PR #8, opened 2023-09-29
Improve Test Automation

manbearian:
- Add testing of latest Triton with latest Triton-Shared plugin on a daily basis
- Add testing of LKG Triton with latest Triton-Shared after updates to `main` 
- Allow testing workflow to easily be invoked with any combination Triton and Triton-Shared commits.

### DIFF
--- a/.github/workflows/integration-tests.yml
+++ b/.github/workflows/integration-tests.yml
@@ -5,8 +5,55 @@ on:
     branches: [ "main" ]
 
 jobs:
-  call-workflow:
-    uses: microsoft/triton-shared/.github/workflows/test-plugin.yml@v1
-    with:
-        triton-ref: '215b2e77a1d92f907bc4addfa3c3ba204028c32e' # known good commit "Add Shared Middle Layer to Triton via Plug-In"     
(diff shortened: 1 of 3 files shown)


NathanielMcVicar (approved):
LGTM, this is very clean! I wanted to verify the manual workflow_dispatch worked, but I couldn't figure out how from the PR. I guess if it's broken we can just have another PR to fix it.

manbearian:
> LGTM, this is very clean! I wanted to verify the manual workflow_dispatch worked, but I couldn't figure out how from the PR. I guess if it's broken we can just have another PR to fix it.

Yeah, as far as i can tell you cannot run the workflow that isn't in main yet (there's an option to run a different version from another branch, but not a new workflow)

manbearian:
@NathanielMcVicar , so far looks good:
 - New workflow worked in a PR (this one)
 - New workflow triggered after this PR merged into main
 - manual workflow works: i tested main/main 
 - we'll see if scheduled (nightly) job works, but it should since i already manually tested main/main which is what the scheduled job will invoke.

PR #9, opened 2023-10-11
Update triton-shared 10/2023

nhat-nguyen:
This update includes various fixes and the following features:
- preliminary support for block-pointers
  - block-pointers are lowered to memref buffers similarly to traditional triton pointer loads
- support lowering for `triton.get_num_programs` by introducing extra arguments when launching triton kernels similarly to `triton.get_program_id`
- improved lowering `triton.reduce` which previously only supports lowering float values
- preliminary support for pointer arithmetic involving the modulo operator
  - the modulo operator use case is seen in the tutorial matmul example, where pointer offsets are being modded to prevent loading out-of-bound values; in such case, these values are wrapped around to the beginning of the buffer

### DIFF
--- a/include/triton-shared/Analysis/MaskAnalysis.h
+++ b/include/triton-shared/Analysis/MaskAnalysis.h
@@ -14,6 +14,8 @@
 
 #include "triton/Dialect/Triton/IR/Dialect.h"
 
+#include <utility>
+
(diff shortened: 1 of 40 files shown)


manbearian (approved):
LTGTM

--

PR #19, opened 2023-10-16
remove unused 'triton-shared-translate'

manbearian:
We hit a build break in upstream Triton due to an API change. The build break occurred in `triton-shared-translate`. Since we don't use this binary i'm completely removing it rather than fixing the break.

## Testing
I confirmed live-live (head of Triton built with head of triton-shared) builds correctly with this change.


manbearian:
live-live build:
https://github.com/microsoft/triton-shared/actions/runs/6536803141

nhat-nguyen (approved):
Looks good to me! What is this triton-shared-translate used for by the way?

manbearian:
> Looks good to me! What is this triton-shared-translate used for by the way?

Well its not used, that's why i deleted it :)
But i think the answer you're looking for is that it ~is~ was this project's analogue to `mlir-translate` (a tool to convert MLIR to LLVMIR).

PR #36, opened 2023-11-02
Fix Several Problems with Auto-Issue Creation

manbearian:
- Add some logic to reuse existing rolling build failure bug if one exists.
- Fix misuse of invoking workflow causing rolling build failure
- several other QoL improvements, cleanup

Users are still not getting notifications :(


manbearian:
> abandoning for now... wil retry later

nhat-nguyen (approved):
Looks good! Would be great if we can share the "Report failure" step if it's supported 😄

---

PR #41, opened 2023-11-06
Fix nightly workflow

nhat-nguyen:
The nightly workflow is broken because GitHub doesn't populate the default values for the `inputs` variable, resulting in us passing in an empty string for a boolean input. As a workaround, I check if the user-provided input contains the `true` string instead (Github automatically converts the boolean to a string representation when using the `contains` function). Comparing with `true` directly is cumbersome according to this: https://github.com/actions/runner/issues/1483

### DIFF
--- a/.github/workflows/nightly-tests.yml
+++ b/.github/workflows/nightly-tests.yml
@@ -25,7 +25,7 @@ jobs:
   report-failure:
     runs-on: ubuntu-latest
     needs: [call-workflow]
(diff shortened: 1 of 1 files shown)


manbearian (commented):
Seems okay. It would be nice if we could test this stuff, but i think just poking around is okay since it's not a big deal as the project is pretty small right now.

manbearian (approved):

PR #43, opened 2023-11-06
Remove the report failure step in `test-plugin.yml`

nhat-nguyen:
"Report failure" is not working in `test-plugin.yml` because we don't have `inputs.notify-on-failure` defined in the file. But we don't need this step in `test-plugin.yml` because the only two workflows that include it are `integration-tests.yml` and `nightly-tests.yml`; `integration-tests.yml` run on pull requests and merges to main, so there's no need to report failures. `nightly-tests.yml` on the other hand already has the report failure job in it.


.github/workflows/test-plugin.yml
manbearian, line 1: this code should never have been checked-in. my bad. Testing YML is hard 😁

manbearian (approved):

» **Task brief**:
Select the lines from the entries that include the word "change".

» **Exercise answer**:
We hit a build break in upstream Triton due to an API change. The build break occurred in `triton-shared-translate`. Since we don't use this binary i'm completely removing it rather than fixing the break.
I confirmed live-live (head of Triton built with head of triton-shared) builds correctly with this change.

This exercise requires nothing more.